Les deux cigarettes
Bonjour les gens,
Aujourd'hui, le service "histoire" du citadin filiforme a le plaisir de vous présenter un projet qui couvait depuis longtemps dans un petit tiroir intérieur. Je vous invite dans l'enfer des tranchées de la première guerre mondiale, au coeur du fortin de Beauséjour.
Bonne lecture!
Le soleil approchait sur la pointe des pieds
Lâchant ses ricochets aux rus de la Champagne
Constellations d’odeurs effluves de rosée
Le matin moissonneur inondait la campagne.
L’orage avait valsé dans les bras de la nuit,
Fantassins étoilés d’averses écarlates ;
La furie mécanique, la sanglante hystérie,
Quand l’humain pathétique redevient un primate.
Les teutons n’avaient pu atteindre Beauséjour
En dépit des obus, de l’effrayant fracas
Et malgré tous ces gars, ce sang dans les labours
Notre front n’avait pas avancé d’un iota.
Il avala d’un trait son café du matin
Attrapa son paquet, sa ration de fumée
Aujourd’hui dans la cour, au ventre du fortin
Un gamin sans bravoure sera exécuté.
Le gosse avait failli refusant de combattre
Et la règle est ainsi : la trahison n’écope
Que du vent des gâchettes sous une aube verdâtre.
D’un élan d’allumette, il embrasa sa clope.
Il se tenait debout contre le mur d’enceinte,
Libéré de son joug, livré à la mitraille.
Il voulait par honneur dissimuler ses craintes,
Ces lassos de terreur qui pressaient ses entrailles.
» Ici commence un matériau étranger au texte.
PR #411, opened 2023-08-18
Simplify split function

kdheepak:
Further simplification of `try_split` by removing the `area` element and constraints for that, and using the `start` and `end` values directly.

### DIFF
--- a/src/layout.rs
+++ b/src/layout.rs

Un officier tendit un paquet de tabac.
Comme une cérémonie, le paraphe étouffé
D’un jour qui ne fera que passer ici-bas,
Le jeune homme enflamma ses ultimes bouffées.
Le soleil approchait sur la pointe des pieds
Lâchant ses ricochets aux rus de la Champagne
Constellations d’odeurs effluves de rosée
Le matin moissonneur inondait la campagne.
Un mégot écrasé au creux d’un cendrier
Un autre abandonné parmi les gravillons.
Dans l’aube amidonnée aux senteurs de mûriers
Un ordre fut crié pour six coups de canons.
Il versait à nouveau du café dans sa tasse
Quand il vit un halo délaver Beauséjour.
Sur sa joue s’enroulait une larme de crasse,
C’était son frère cadet qui gisait dans la cour.